PR #544, opened 2023-03-18
feat: Add `enableSemanticHighlighting` to valid metals settings

ghostbuster91:


lua/metals/config.lua
```diff
@@ -132,6 +132,7 @@ local valid_metals_settings = {
   "showInferredType",
   "superMethodLensesEnabled",
   "testUserInterface",
+  "enableSemanticHighlighting"
```
ckipp01, line 135: Total nit, I try to keep these in alphabetical order. Are you able to move this up?

ckipp01 (approved):
Thanks for the pr @ghostbuster91! Just a quick nit. You'll also need to run `make format` to make sure formatting is correct.

ckipp01 (changes requested):
Sorry hit the wrong button!

mpasa:
Is there a list of these groups specific to metals we can link in the documentation? I know of the ones like `@lsp.type.parameter` but I know Rust has `@lsp.type.struct.rust` for example.

lua/metals/config.lua
ghostbuster91: fixed

ckipp01:
> Is there a list of these groups specific to metals we can link in the documentation? I know of the ones like @lsp.type.parameter but I know Rust has @lsp.type.struct.rust for example.

Good question, I'm not actually 100% sure. I'd recommend asking in the general #metals channel on discord. I haven't been really involved/following the semantichighlighting stuff so I'm not 100% sure.

mpasa:
Tested and it works well for me. With `:Inspect`, I'm able to see things like:

```
Semantic Tokens
  - @lsp.type.class.scala links to Type 
  - @lsp.type.namespace.scala links to Type 
  ...
```

PR #548, opened 2023-04-24
refactor: make error for null in reveal in tree better

### LINKED ISSUE #546: Better message for 'null'-response from `metals/treeViewReveal`
### Describe the feature

When `metals/treeViewReveal` responds with `null`, nvim-metals [logs](https://github.com/scalameta/nvim-metals/blob/0b9c5303b7402ae24971ed2f0e5890fd72505532/lua/metals/tvp/init.lua#L473) the following message: "You recieved a node for a view nvim-metals doesn't support"

I'd expect a message which either encourages to open an issue in Metal (is it a case, when we should report to Metals?) or clarifies the impossibility of this action due to Metals lacking some information

Reproduction steps:
- in a scala 3 project open `scala.quoted.Quotes`
- invoke `lua require('metals.tvp').reveal_in_tree()<CR>`
- look at lsp.trace.json
```
[Trace - 00:23:28 AM] Received request 'metals/treeViewReveal - (9)'
Params: {
  "textDocument": {
    "uri": "file:///..../.metals/readonly/dependencies/scala3-library_3-3.2.2-sources.jar/scala/quoted/Quotes.scala"
  },
  "position": {
    "line": 24,
    "character": 35
  }
}


[Trace - 00:23:28 AM] Sending response 'metals/treeViewReveal - (9)'. Processing request took 90ms
Result: null
```

_No response_

ckipp01:
This will hopefully give the user a bit more information about what is
happening when they receive a `null` from the tree view. Since it's not
supported yet in Scala 3 this may happen. So in that situation we tell
them that and also let them know that if they are in Scala 2 they should
create an issue. We also better catch the situation where they truly get
a view id that isn't supported. In that case we show them what id it is.

Closes #546

### DIFF
--- a/lua/metals/messages.lua
+++ b/lua/metals/messages.lua
@@ -58,4 +58,9 @@ M.run_test_without_nvim_dap = [[
 You can not run test without `nvim-dap` being installed.
 Please make sure `mfussenegger/nvim-dap` is installed.]]
 
+M.scala_3_tree_view = [[
+You recieved a null response for the tree view.
+If you're using Scala 3, this is expected as it's not support yet.
+If you're using Scala 3, please create an issue for this in nvim-metals.]]
+
 return M
--- a/lua/metals/tvp/init.lua
+++ b/lua/metals/tvp/init.lua
@@ -2,6 +2,7 @@ local api = vim.api
 local lsp = vim.lsp
 
 local log = require("metals.log")
+local messages = require("metals.messages")
 local Node = require("metals.tvp.node")
 local tvp_util = require("metals.tvp.util")
 local util = require("metals.util")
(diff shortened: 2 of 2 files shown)


lua/metals/messages.lua
```diff
@@ -58,4 +58,9 @@ M.run_test_without_nvim_dap = [[
 You can not run test without `nvim-dap` being installed.
 Please make sure `mfussenegger/nvim-dap` is installed.]]
 
+M.scala_3_tree_view = [[
+You recieved a null response for the tree view.
+If you're using Scala 3, this is expected as it's not support yet.
+If you're using Scala 3, please create an issue for this in nvim-metals.]]
```
susliko, line 64: Probably, Scala 2 is meant in the second sentence

ckipp01: whoops, thank you for catching this.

------------------------

§ WHAT TO DO
Please copy every line from the entries that includes the word "quoted".

§ ANSWER TO THIS PROBLEM
- in a scala 3 project open `scala.quoted.Quotes`
    "uri": "file:///..../.metals/readonly/dependencies/scala3-library_3-3.2.2-sources.jar/scala/quoted/Quotes.scala"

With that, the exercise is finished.